(WORKING DATA)

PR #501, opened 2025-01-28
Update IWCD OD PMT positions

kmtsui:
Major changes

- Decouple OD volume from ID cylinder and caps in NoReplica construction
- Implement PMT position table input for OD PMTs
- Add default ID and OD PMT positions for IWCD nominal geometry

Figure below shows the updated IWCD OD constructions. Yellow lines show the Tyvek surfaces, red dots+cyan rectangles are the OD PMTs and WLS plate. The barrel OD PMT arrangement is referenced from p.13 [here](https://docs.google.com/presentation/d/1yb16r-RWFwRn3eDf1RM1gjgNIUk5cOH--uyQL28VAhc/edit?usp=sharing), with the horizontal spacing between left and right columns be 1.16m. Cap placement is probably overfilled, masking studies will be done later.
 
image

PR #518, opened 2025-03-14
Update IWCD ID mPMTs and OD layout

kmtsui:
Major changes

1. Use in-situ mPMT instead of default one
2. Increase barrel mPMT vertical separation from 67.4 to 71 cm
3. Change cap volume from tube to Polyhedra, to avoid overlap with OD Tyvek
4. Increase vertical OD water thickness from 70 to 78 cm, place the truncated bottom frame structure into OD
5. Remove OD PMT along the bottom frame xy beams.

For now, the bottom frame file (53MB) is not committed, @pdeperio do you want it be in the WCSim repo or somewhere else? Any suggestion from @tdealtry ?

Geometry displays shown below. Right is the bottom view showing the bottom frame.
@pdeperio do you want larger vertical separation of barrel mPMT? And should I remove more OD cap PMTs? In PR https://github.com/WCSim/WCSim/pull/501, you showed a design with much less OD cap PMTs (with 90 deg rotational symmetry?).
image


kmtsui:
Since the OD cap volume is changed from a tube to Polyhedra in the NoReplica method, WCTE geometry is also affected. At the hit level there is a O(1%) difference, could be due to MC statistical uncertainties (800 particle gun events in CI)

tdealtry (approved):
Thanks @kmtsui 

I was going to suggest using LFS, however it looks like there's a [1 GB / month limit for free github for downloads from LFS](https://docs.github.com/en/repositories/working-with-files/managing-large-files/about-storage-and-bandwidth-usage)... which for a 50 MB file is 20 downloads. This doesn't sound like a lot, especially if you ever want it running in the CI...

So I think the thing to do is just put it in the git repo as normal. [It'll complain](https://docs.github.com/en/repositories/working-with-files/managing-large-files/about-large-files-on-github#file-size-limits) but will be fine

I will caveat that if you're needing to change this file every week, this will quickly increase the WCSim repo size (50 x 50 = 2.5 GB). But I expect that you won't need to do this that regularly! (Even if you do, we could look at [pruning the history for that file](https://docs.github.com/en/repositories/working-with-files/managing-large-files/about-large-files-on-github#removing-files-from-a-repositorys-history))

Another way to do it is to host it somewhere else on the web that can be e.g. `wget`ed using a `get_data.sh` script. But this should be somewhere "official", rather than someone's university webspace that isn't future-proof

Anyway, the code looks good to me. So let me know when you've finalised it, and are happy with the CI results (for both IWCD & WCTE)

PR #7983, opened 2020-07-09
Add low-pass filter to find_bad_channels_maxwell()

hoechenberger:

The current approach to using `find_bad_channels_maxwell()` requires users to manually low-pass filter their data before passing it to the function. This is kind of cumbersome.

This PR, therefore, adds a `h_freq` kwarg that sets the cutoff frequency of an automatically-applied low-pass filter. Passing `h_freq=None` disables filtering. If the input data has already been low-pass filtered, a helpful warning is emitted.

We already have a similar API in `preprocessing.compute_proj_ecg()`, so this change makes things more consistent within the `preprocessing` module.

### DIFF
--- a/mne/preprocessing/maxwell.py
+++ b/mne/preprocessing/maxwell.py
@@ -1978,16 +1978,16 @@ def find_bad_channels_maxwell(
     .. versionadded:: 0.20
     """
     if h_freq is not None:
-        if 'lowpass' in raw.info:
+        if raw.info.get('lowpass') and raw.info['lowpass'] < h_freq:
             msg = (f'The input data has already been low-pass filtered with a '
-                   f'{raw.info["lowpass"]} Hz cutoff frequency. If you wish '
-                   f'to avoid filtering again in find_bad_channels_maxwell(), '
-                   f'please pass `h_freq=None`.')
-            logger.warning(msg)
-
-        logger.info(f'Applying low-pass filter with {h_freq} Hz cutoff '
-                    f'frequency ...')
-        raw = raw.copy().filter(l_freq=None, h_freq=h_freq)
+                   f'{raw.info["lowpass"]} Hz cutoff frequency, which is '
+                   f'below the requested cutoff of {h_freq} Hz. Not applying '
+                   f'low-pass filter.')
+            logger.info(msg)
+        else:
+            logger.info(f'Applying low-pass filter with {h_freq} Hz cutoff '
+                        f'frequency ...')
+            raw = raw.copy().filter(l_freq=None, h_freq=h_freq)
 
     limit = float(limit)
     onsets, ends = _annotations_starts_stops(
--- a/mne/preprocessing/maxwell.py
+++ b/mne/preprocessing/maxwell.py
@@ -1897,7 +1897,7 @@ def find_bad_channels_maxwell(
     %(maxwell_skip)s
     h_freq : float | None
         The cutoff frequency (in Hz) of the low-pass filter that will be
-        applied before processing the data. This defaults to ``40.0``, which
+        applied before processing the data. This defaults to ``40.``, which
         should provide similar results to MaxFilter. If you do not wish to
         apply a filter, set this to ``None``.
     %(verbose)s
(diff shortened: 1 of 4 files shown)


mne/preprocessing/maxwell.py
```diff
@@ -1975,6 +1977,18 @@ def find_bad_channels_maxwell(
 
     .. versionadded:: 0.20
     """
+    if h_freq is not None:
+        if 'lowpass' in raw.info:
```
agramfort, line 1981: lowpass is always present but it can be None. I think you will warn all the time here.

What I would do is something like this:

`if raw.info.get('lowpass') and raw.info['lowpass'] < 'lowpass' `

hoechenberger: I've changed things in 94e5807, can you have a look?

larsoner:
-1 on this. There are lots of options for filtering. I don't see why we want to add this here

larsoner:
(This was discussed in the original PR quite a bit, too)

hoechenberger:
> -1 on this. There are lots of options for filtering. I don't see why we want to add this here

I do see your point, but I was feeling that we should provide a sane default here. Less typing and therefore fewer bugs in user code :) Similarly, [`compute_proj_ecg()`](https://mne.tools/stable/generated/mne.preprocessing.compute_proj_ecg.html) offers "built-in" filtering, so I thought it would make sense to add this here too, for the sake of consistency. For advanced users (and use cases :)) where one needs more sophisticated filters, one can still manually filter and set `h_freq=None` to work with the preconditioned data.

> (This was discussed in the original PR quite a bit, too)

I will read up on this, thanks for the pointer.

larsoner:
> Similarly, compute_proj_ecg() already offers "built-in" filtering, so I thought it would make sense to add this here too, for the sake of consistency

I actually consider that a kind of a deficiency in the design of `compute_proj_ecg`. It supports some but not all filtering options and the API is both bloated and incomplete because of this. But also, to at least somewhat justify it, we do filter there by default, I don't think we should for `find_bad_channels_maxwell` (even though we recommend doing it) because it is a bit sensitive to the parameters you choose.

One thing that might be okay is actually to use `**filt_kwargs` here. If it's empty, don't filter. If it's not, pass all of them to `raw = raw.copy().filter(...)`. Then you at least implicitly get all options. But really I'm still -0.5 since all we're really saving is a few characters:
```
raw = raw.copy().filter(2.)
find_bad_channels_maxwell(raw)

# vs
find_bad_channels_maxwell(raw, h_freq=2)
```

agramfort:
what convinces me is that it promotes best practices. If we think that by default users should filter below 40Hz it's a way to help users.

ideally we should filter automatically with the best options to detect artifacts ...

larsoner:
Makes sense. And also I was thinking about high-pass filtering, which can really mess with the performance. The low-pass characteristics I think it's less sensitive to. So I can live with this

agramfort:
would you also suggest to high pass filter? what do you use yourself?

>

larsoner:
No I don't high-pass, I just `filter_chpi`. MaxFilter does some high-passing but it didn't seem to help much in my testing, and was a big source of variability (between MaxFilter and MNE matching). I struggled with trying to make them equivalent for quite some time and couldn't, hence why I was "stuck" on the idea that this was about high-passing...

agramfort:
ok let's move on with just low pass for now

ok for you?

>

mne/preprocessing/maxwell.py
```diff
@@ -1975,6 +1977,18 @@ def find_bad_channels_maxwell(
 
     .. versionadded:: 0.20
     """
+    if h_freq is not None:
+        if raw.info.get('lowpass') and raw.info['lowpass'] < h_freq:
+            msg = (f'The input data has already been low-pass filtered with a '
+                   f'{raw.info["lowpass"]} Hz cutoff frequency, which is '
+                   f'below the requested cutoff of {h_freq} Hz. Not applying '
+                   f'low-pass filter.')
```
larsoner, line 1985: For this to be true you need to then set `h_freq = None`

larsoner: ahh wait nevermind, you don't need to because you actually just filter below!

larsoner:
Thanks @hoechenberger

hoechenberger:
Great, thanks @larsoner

(End WORKING DATA)

■ WHAT TO DO:
What is needed is an exact copy of the entries from their first line down to the line with "- Add default", that line included, and nothing beyond it.

■ SOLUTION TO THE EXERCISE:
PR #501, opened 2025-01-28
Update IWCD OD PMT positions

kmtsui:
Major changes

- Decouple OD volume from ID cylinder and caps in NoReplica construction
- Implement PMT position table input for OD PMTs
- Add default ID and OD PMT positions for IWCD nominal geometry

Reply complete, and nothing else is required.